-- Opening Marker --

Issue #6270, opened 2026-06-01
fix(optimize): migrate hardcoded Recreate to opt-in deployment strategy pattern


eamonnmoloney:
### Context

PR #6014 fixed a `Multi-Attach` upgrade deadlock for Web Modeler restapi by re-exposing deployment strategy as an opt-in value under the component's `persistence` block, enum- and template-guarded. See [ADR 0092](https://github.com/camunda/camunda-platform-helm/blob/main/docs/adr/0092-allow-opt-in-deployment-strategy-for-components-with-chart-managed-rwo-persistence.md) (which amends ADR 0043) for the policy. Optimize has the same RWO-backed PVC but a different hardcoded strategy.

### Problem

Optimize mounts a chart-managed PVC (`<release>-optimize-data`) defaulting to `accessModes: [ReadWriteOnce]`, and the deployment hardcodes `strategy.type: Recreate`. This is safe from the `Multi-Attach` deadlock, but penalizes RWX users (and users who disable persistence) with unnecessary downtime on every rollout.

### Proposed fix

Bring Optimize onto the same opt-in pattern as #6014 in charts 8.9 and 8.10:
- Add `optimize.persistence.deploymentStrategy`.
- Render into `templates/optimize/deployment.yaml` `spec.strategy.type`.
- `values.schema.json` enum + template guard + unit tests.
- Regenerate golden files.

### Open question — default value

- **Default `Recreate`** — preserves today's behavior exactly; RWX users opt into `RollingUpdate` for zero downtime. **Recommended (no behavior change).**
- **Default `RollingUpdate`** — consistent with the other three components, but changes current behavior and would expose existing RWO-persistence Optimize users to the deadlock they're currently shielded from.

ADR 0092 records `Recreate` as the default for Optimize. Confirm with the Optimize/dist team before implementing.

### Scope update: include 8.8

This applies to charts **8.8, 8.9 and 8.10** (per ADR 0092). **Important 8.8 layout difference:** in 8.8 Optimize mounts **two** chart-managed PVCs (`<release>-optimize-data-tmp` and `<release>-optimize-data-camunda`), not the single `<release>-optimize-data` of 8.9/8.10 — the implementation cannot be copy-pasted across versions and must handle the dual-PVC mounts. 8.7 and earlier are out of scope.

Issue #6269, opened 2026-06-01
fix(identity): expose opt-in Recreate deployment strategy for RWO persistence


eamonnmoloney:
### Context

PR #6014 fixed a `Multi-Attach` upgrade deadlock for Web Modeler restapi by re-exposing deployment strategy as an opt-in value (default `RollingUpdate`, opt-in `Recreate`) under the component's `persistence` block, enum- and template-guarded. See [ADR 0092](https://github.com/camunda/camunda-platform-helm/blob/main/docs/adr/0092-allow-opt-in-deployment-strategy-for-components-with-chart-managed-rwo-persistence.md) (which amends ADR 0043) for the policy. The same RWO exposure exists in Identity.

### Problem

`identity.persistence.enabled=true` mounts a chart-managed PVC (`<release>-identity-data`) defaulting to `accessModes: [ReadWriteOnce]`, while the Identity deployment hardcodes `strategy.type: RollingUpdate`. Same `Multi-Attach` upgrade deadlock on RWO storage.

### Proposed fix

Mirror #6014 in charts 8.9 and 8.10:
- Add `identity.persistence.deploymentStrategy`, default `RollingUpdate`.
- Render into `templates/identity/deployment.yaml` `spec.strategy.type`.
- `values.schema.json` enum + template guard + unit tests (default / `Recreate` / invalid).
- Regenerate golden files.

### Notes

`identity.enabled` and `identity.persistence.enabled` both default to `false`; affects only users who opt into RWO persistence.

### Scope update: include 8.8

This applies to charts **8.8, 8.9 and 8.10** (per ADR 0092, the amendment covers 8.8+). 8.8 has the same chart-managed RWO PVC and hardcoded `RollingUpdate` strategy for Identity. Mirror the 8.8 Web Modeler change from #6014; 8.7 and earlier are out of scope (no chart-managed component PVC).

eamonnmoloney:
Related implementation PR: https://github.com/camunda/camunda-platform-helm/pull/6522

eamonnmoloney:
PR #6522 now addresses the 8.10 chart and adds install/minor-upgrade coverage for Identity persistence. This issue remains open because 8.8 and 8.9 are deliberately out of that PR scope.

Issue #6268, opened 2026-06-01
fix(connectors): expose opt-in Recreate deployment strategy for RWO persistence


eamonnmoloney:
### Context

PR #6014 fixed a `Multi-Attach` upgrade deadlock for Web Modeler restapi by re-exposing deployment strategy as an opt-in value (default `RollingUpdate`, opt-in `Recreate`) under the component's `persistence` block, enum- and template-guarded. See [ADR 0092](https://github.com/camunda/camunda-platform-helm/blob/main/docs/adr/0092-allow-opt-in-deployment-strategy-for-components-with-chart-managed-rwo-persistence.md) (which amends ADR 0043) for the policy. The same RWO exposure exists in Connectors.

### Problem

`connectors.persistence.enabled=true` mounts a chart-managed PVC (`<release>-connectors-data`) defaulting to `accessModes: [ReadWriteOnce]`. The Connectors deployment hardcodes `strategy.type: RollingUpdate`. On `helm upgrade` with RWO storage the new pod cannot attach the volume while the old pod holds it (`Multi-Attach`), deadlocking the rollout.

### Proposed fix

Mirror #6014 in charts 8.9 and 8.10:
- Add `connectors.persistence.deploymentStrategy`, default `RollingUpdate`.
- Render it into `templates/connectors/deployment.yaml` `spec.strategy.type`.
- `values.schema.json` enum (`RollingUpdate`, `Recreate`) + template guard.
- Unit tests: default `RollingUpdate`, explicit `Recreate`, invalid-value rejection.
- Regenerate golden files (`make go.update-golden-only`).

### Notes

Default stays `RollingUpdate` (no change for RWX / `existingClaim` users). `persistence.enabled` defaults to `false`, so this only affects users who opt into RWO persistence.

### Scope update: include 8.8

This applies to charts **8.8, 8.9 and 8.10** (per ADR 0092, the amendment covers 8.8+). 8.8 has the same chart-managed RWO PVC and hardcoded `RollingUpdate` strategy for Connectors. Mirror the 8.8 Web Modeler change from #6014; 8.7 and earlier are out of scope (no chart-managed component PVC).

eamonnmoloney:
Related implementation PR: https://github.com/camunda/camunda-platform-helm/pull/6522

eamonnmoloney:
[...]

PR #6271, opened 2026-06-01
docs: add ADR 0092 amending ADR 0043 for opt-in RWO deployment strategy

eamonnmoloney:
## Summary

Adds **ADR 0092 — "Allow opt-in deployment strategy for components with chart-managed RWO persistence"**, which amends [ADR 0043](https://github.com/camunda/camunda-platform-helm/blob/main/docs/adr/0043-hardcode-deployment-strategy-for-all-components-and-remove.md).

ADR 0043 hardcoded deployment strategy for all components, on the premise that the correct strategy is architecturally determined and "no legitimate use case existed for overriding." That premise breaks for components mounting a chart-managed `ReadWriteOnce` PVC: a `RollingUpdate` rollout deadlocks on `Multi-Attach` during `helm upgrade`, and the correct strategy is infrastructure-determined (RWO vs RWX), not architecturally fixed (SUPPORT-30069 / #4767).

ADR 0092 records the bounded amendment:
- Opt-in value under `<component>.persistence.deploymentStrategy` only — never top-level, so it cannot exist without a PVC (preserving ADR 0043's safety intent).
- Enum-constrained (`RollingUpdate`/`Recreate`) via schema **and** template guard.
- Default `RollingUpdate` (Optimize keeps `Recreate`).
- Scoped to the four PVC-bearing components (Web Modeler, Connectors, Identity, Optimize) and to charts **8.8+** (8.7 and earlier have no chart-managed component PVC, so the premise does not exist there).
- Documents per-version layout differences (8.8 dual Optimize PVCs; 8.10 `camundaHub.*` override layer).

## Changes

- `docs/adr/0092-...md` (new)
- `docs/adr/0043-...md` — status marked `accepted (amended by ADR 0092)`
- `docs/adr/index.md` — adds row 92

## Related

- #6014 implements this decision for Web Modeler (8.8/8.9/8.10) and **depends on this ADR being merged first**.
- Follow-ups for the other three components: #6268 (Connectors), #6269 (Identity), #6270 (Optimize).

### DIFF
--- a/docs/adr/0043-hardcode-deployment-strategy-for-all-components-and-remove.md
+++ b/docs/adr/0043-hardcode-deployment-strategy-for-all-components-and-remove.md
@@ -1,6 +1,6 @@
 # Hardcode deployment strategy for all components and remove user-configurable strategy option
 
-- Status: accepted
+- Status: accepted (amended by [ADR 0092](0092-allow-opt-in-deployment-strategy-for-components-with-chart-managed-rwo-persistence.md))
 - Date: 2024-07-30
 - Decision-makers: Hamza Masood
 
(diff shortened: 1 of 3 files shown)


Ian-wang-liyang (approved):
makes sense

-- Closing Marker --

* **BRIEF**
There is one span to return: the line holding "(diff shortened: 1 of 3 files shown)" and every line after it through the end of the listing above; please give it exactly and add nothing.

* **SOLUTION FOR THIS EXERCISE**
(diff shortened: 1 of 3 files shown)


Ian-wang-liyang (approved):
makes sense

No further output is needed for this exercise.